Welcome au kabary
2 juin 2014 - LifeStyle commentaires   //   2595 Views   //   N°: 53

Leur langue, ils y tiennent. Tellement qu’ils n’ont pas hésité à consacrer des années à l’étude du kabary, l’art oratoire malgache. Qu’ils le pratiquent dans toute sa rigueur ou le frottent au slam, tous deux font acte de purisme envers ce qu’ils considèrent être leur bien culturel le plus précieux.

Rova Rajao-Harilala : Ma langue, je la fais souveraine

Etudiante en communication, Rova Rajao-Harilala est tombée dans le kabary dès l’enfance. A 4 ans, elle se laisse séduire par l’art oratoire malgache et décide de prendre des cours avec sa mère. C’est en classe de sixième qu’elle se lance définitivement pour devenir, à 19 ans, une mpikabary redoutable. « En plus d’être un élément représentatif de mon identité culturelle, le kabary m’as permis d’apprendre les mots, les expressions et les proverbes légués par la tradition » Un exercice qui lui a aussi permis de surmonter sa timidité naturelle et la peur qui la tenaillait quand elle avait à prendre la parole en public. Pour elle, le kabary est donc d’abord un moyen de s’exprimer et de connaître la vie malgache, rythmant aussi bien les événements heureux que malheureux. En effet, pas de mariage, pas de funérailles sans le discours de circonstance. « Je suis triste pour ces personnes qui dénigrent la langue malgache et poussent le snobisme jusqu’à ne pas la parler. C’est un héritage millénaire, notre mémoire à tous. » Et de citer, dans le texte, ce proverbe des anciens : « Andrianiko ny teniko, ny an’ny hafa koa feheziko » (Ma langue, je la fais souveraine. Quant à celles des autres, je les maîtrise et les fais miennes aussi). A méditer.

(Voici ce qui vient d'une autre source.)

PR #6630, opened 2023-06-03
ci: change winget job runner to `ubuntu-latest`

sitiom:
Winget Releaser now supports all runners. I think the workflow would be slightly faster if it's not using the Windows runner; I would like to test that here 😅.


zkochan (approved):

sitiom:
Note: The error is due to a bug not related to this change.
- https://github.com/vedantmgoyal2009/winget-releaser/issues/167

The PR is successfully created anyway:
- https://github.com/microsoft/winget-pkgs/pull/108924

Gangstabab : Mpikabary et slameur

Le slameur et orateur Gangstbab dit Bàbà – Alban Faniry Rakotoarisoa à l’état civil- manie avec une délectation manifeste toutes les facettes de la langue malgache. Aussi bien les plus traditionnelles léguées par le kabary que les plus contemporaines portées notamment par le slam. « Je les fais cohabiter, car elles ont chacune des choses à dire. Sachant que les paroles d’aujourd’hui sont les proverbes de demain. » Son amour du malagasy, il le doit à son professeur de lycée, M. Victor. « Il utilisait les ohabolana (proverbes) couramment, même en dehors de son enseignement. J’imagine qu’il était orateur lui-même ». Plus qu’un intérêt de dilettante, une véritable passion qui le conduit en 2003 à apprendre l’art oratoire dans les règles afin de devenir un authentique mpikabary (spécialiste du discours). Bien que son autre Moi le porte à s’intéresser aussi à la culture urbaine et à l’improvisation poétique de type slam, il reconnaît que la défense de la langue malgache est un devoir alors même qu’elle est « cernée de toutes part par la mondialisation, la culture SMS et tout ce qui s’en suit ». « Je ne suis pas un conservateur borné, je sais que toute langue évolue, mais cela doit se faire en douceur. J’ai horreur des gens qui estropient volontairement leur langue ou y mettent un accent étranger. » Secrétaire général pendant quatre ans de la Fi.Mpi.Ma (Fikambanan’ny mpikabary eto Madagasikara), l’association des orateurs, il sait insuffler à ses textes les plus modernes l’esprit et le rythme du kabary : « Quand je dis : Soroka miara-milanja, tongotra miara-mamindra, tanana miara-mandray, fo miara-mitempo, ça fait quatre temps. On peut se dire : quel rythme ! En fait tous les ohabolana sont bâtis ainsi … » Son deuxième album Aviavy sortira le 2 juillet à l’IKM (Ivon-toeran’ny kolontsaina Malagasy), plus groovy que jamais, avec des percussions puissantes, mais toujours à fleur de kabary. Un pied dans le ghetto, l’autre dans la tradition.